● **The problem**: All of the data below is to be written out again exactly.

··· Given records ···

PR #280, opened 2019-10-02
Add initial doc explaining how the static site will be generated.

stevejalim:
There are still things that are TBD, but this gets it moving.

### DIFF
--- a/docs/automatic-publishing-to-s3.md
+++ b/docs/automatic-publishing-to-s3.md
@@ -1,0 +1,27 @@
+# Automatic publishing of a static site to S3
+
+[Wagtail Bakery](https://github.com/wagtail/wagtail-bakery) can build ("bake") a static version of the site and sync it to Amazon S3, where it can be served as a website.
+
+_Note that "Publish" and "Unpublish" here refer to the Wagtail sense of making a page live / not live. Emitting a version of the site to S3 will be referred to as "build-and-sync"._
+
+In production, this "build-and-sync" process will run at a few points:
+
+1. It will be run whenever a Page is Published or Unpublished from the Wagtail admin. (Note: this means if two Pages are published, the "build-and-sync" process is run twice...)
+
+2. Hourly, on a schedule, we'll check for any Wagtail Pages due to be automaticaly Published or Unpublished, and if any are found, that will be done. This action will then trigger the "build-and-sync" step mentioned in 1 for each page being automatically Published or Unpublished.
+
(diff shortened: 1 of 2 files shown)


docs/automatic-publishing-to-s3.md
```diff
@@ -0,0 +1,34 @@
...
+1. Schedule a job that runs in the main app container and executes the two relevant wagtail-bakery commands:
+
+   ```
+   /usr/local/bin/python /app/manage.py build &&
+   /usr/local/bin/python /app/manage.py publish
+   ```
+
+This will be synchronous, but should not interfere with the app's request-response cycle. We could probably also do this in the `worker` container.
+
+2. We add a new management command that emits the post-Publish Django Signal that starts **Case 1**, so we end up with a new queued task, which the worker picks up.
```
stevejalim: This seems cleaner to me because it puts all the S3 action into worker processes.

That said, it'll be harder to spot failing scheduled jobs because there won't be much to fail other than "add a new task to the queue"

Opinions welcome!!

docs/automatic-publishing-to-s3.md
```diff
@@ -0,0 +1,34 @@
...
+
+## A note about queue load
+
+There is a risk that the various ways of triggering an async build, plus the fact that each Publish/Unpublish action for each page will trigger a new static build, means there may be a lot of "build-and-sync" tasks in the queue, and all but the most recent one will be redundant. (We might want to look at a way to purge outmoded "build-and-sync" tasks and just use the newest one.)
```
stevejalim: > We might want to look at a way to purge outmoded "build-and-sync" tasks and just use the newest one.

I think this is the way to go -- what does everyone else think?

stevejalim:
Feedback and suggestions are really welcome here -- there may be simpler or cleaner solutions to be had!

limed:
The only thing I might add here is during the unpublish process we should consider doing something about invalidating the cache from cloudfront.

stevejalim:
@limed great call. Let's lean on Wagtail for FE cache invalidation: https://docs.wagtail.io/en/v2.6.2/reference/contrib/frontendcache.html#frontend-cache-purging

I'll ticket it up

limed:
Everything else looks good to me. r+

docs/automatic-publishing-to-s3.md
escattone: I think so too, that sounds like a nice feature to have!

tobinmori:
Late to the party - but looks good to me too. Nice call on cache invalidation.

PR #282, opened 2019-10-02
144: video modal

### LINKED ISSUE #144: Open external videos in a modal instead of linking out
We should be able to use [Protocol's modal component](https://protocol.mozilla.org/patterns/organisms/modal.html) for this. We may also need to limit the video providers that are supported (e.g. just support YouTube embeds for now).

liamnewmarch:
This changeset addresses opening external videos in a modal (YouTube only, for now).

(Resolves #144 )

## Key changes:

- Updates Protocol to the latest version (9.0.1) which necessitated a slight restructure to our **src/img** directory, hence the number of files changed.
- Implements a new Modal atom component which can be triggered from any link with `.js-modal-trigger` and a valid YouTube URL as its href.

## How to test

- Create a new external video with a YouTube URL and choose a topic.
- Navigate to the topic page and click the video’s card.


src/js/atoms/modal.js
```diff
@@ -0,0 +1,92 @@
+// Transforms a normal YouTube URL into an iframe embed URL
+function transformYouTubeURL(url) {
+  const re = /^.*(youtu.be\/|v\/|u\/\w\/|embed\/|watch\?v=|&v=)([^#&?]*).*/;
```
stevejalim: Does this regex catch video URLs that aren't on YT's "cute" domain?

liamnewmarch: It does because the `(youtu.be\/|v\/|u\/\w\/|embed\/|watch\?v=|&v=)` capture group is testing for strings that will directly precede the ID, but that does highlight a big problem with this regex – it’s way too permissive in what it accepts.

I’ve made some modifications to it:

```regex
/^https?:\/\/(?:(?:www\.)?youtube(?:-nocookie)?\.com.*(?:\/|v\/|u\/\w\/|embed\/|\?v=|&v=)|youtu.be\/)([\w-]{11})/
```

- String must start http:// or https://.
- Strict domain matching. Either youtube.com, youtube-nocookie.com – with or without www subdomain – or youtu.be.
- Explicit characters (`[\w-]`) and length `{11}` for the ID.
- Non-capturing groups throughout except the ID.

I’ve tried with a sample of YouTube IDs but will test against more before I commit it.

PR #337, opened 2021-04-22
Order by name first and by id by default

mmorel-35:


file/types.go
```diff
@@ -253,12 +253,12 @@ type FTarget struct {
 
 // id is used for sorting.
 func (t FTarget) id() string {
```
mflendrich, line 255: Since the `id` function no longer returns the ID primarily, its name is misleading and it will lead to bugs.

Please rename:
- func `id()` to `sortKey()`
- interface `id` to `sortable`
- func `compareID` to `compareOrder`

mflendrich (changes requested):
The change looks good, but two more things are needed:
1. Please unit test the `id` (`sortKey`, as to be renamed to) functions on individual types, and the respective functions that sort their objects (in `file/writer.go`)
2. Please see the attached comment below

@hbagdi should we consider this a breaking change?

mflendrich (commented):
Renaming looks good - the other part of my review seems to remain unsolved:

> 1. Please unit test the `id` (`sortKey`, as to be renamed to) functions on individual types, and the respective functions that sort their objects (in `file/writer.go`)

hbagdi:
> @hbagdi should we consider this a breaking change?

This is borderline but I _feel_ this is NOT a breaking change:
- The schema of the state file is part of the [compat promise](https://docs.konghq.com/deck/compatibility-promise/). The ordering inside is not.
- This is a positive change that most users will welcome. I'm sure there are more people who want their git diffs of kong's configuration to look better.
- I can't think of a case where a change in ordering will break someone's workflow. The ordering was nondeterministic in the first place. I mean the ordering was based on ID but someone depending on UUID-based ordering sounds really odd.

Is that fair enough?

file/types.go
```diff
@@ -444,24 +444,27 @@ func (p *FPlugin) UnmarshalJSON(b []byte) error {
...
+func (p FPlugin) sortKey() string {
 	// concat plugin name and foreign relations
-	key := ""
-	key = *p.Name
-	if p.Consumer != nil {
-		key += *p.Consumer.ID
-	}
-	if p.Route != nil {
-		key += *p.Route.ID
+	if p.Name != nil {
```
hbagdi, line 450: non-blocker: you could simplify this. A plugin's name field can never be `nil`.

file/types.go
```diff
@@ -533,14 +536,14 @@ type FServicePackage struct {
...
+// sortKey is used for sorting.
+func (s FServicePackage) sortKey() string {
 	if s.Name != nil {
 		return *s.Name
 	}
+	if s.ID != nil {
+		return *s.ID
+	}
 	return ""
 }
```
hbagdi, line 548: The sort key for FServiceVersion seems to be missing and we should add that.
It can be done separately or part of this PR - either is fine.

hbagdi:
This looks good from a product perspective. Let's merge when technical review is complete.

file/types.go
mmorel-35: There was neither any  `compareID()` associated with this type, it seems like it was never sorted

file/types.go
mmorel-35: I thought so too, but then I realized that even if it's impossible, the `sortkey()` shouldn't trigger an error for that situation as it's responsability is to sort and not to validate what it is sorting. That's why I wrote it this way.

file/types.go
hbagdi: I've added https://github.com/Kong/deck/issues/348 to track it.
If you are interested, please take that on once you this PR is merged in.
Thanks you!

···

● **Task solution**:
PR #280, opened 2019-10-02
Add initial doc explaining how the static site will be generated.

stevejalim:
There are still things that are TBD, but this gets it moving.

### DIFF
--- a/docs/automatic-publishing-to-s3.md
+++ b/docs/automatic-publishing-to-s3.md
@@ -1,0 +1,27 @@
+# Automatic publishing of a static site to S3
+
+[Wagtail Bakery](https://github.com/wagtail/wagtail-bakery) can build ("bake") a static version of the site and sync it to Amazon S3, where it can be served as a website.
+
+_Note that "Publish" and "Unpublish" here refer to the Wagtail sense of making a page live / not live. Emitting a version of the site to S3 will be referred to as "build-and-sync"._
+
+In production, this "build-and-sync" process will run at a few points:
+
+1. It will be run whenever a Page is Published or Unpublished from the Wagtail admin. (Note: this means if two Pages are published, the "build-and-sync" process is run twice...)
+
+2. Hourly, on a schedule, we'll check for any Wagtail Pages due to be automaticaly Published or Unpublished, and if any are found, that will be done. This action will then trigger the "build-and-sync" step mentioned in 1 for each page being automatically Published or Unpublished.
+
(diff shortened: 1 of 2 files shown)


docs/automatic-publishing-to-s3.md
```diff
@@ -0,0 +1,34 @@
...
+1. Schedule a job that runs in the main app container and executes the two relevant wagtail-bakery commands:
+
+   ```
+   /usr/local/bin/python /app/manage.py build &&
+   /usr/local/bin/python /app/manage.py publish
+   ```
+
+This will be synchronous, but should not interfere with the app's request-response cycle. We could probably also do this in the `worker` container.
+
+2. We add a new management command that emits the post-Publish Django Signal that starts **Case 1**, so we end up with a new queued task, which the worker picks up.
```
stevejalim: This seems cleaner to me because it puts all the S3 action into worker processes.

That said, it'll be harder to spot failing scheduled jobs because there won't be much to fail other than "add a new task to the queue"

Opinions welcome!!

docs/automatic-publishing-to-s3.md
```diff
@@ -0,0 +1,34 @@
...
+
+## A note about queue load
+
+There is a risk that the various ways of triggering an async build, plus the fact that each Publish/Unpublish action for each page will trigger a new static build, means there may be a lot of "build-and-sync" tasks in the queue, and all but the most recent one will be redundant. (We might want to look at a way to purge outmoded "build-and-sync" tasks and just use the newest one.)
```
stevejalim: > We might want to look at a way to purge outmoded "build-and-sync" tasks and just use the newest one.

I think this is the way to go -- what does everyone else think?

stevejalim:
Feedback and suggestions are really welcome here -- there may be simpler or cleaner solutions to be had!

limed:
The only thing I might add here is during the unpublish process we should consider doing something about invalidating the cache from cloudfront.

stevejalim:
@limed great call. Let's lean on Wagtail for FE cache invalidation: https://docs.wagtail.io/en/v2.6.2/reference/contrib/frontendcache.html#frontend-cache-purging

I'll ticket it up

limed:
Everything else looks good to me. r+

docs/automatic-publishing-to-s3.md
escattone: I think so too, that sounds like a nice feature to have!

tobinmori:
Late to the party - but looks good to me too. Nice call on cache invalidation.

PR #282, opened 2019-10-02
144: video modal

### LINKED ISSUE #144: Open external videos in a modal instead of linking out
We should be able to use [Protocol's modal component](https://protocol.mozilla.org/patterns/organisms/modal.html) for this. We may also need to limit the video providers that are supported (e.g. just support YouTube embeds for now).

liamnewmarch:
This changeset addresses opening external videos in a modal (YouTube only, for now).

(Resolves #144 )

## Key changes:

- Updates Protocol to the latest version (9.0.1) which necessitated a slight restructure to our **src/img** directory, hence the number of files changed.
- Implements a new Modal atom component which can be triggered from any link with `.js-modal-trigger` and a valid YouTube URL as its href.

## How to test

- Create a new external video with a YouTube URL and choose a topic.
- Navigate to the topic page and click the video’s card.


src/js/atoms/modal.js
```diff
@@ -0,0 +1,92 @@
+// Transforms a normal YouTube URL into an iframe embed URL
+function transformYouTubeURL(url) {
+  const re = /^.*(youtu.be\/|v\/|u\/\w\/|embed\/|watch\?v=|&v=)([^#&?]*).*/;
```
stevejalim: Does this regex catch video URLs that aren't on YT's "cute" domain?

liamnewmarch: It does because the `(youtu.be\/|v\/|u\/\w\/|embed\/|watch\?v=|&v=)` capture group is testing for strings that will directly precede the ID, but that does highlight a big problem with this regex – it’s way too permissive in what it accepts.

I’ve made some modifications to it:

```regex
/^https?:\/\/(?:(?:www\.)?youtube(?:-nocookie)?\.com.*(?:\/|v\/|u\/\w\/|embed\/|\?v=|&v=)|youtu.be\/)([\w-]{11})/
```

- String must start http:// or https://.
- Strict domain matching. Either youtube.com, youtube-nocookie.com – with or without www subdomain – or youtu.be.
- Explicit characters (`[\w-]`) and length `{11}` for the ID.
- Non-capturing groups throughout except the ID.

I’ve tried with a sample of YouTube IDs but will test against more before I commit it.

PR #337, opened 2021-04-22
Order by name first and by id by default

mmorel-35:


file/types.go
```diff
@@ -253,12 +253,12 @@ type FTarget struct {
 
 // id is used for sorting.
 func (t FTarget) id() string {
```
mflendrich, line 255: Since the `id` function no longer returns the ID primarily, its name is misleading and it will lead to bugs.

Please rename:
- func `id()` to `sortKey()`
- interface `id` to `sortable`
- func `compareID` to `compareOrder`

mflendrich (changes requested):
The change looks good, but two more things are needed:
1. Please unit test the `id` (`sortKey`, as to be renamed to) functions on individual types, and the respective functions that sort their objects (in `file/writer.go`)
2. Please see the attached comment below

@hbagdi should we consider this a breaking change?

mflendrich (commented):
Renaming looks good - the other part of my review seems to remain unsolved:

> 1. Please unit test the `id` (`sortKey`, as to be renamed to) functions on individual types, and the respective functions that sort their objects (in `file/writer.go`)

hbagdi:
> @hbagdi should we consider this a breaking change?

This is borderline but I _feel_ this is NOT a breaking change:
- The schema of the state file is part of the [compat promise](https://docs.konghq.com/deck/compatibility-promise/). The ordering inside is not.
- This is a positive change that most users will welcome. I'm sure there are more people who want their git diffs of kong's configuration to look better.
- I can't think of a case where a change in ordering will break someone's workflow. The ordering was nondeterministic in the first place. I mean the ordering was based on ID but someone depending on UUID-based ordering sounds really odd.

Is that fair enough?

file/types.go
```diff
@@ -444,24 +444,27 @@ func (p *FPlugin) UnmarshalJSON(b []byte) error {
...
+func (p FPlugin) sortKey() string {
 	// concat plugin name and foreign relations
-	key := ""
-	key = *p.Name
-	if p.Consumer != nil {
-		key += *p.Consumer.ID
-	}
-	if p.Route != nil {
-		key += *p.Route.ID
+	if p.Name != nil {
```
hbagdi, line 450: non-blocker: you could simplify this. A plugin's name field can never be `nil`.

file/types.go
```diff
@@ -533,14 +536,14 @@ type FServicePackage struct {
...
+// sortKey is used for sorting.
+func (s FServicePackage) sortKey() string {
 	if s.Name != nil {
 		return *s.Name
 	}
+	if s.ID != nil {
+		return *s.ID
+	}
 	return ""
 }
```
hbagdi, line 548: The sort key for FServiceVersion seems to be missing and we should add that.
It can be done separately or part of this PR - either is fine.

hbagdi:
This looks good from a product perspective. Let's merge when technical review is complete.

file/types.go
mmorel-35: There was neither any  `compareID()` associated with this type, it seems like it was never sorted

file/types.go
mmorel-35: I thought so too, but then I realized that even if it's impossible, the `sortkey()` shouldn't trigger an error for that situation as it's responsability is to sort and not to validate what it is sorting. That's why I wrote it this way.

file/types.go
hbagdi: I've added https://github.com/Kong/deck/issues/348 to track it.
If you are interested, please take that on once you this PR is merged in.
Thanks you!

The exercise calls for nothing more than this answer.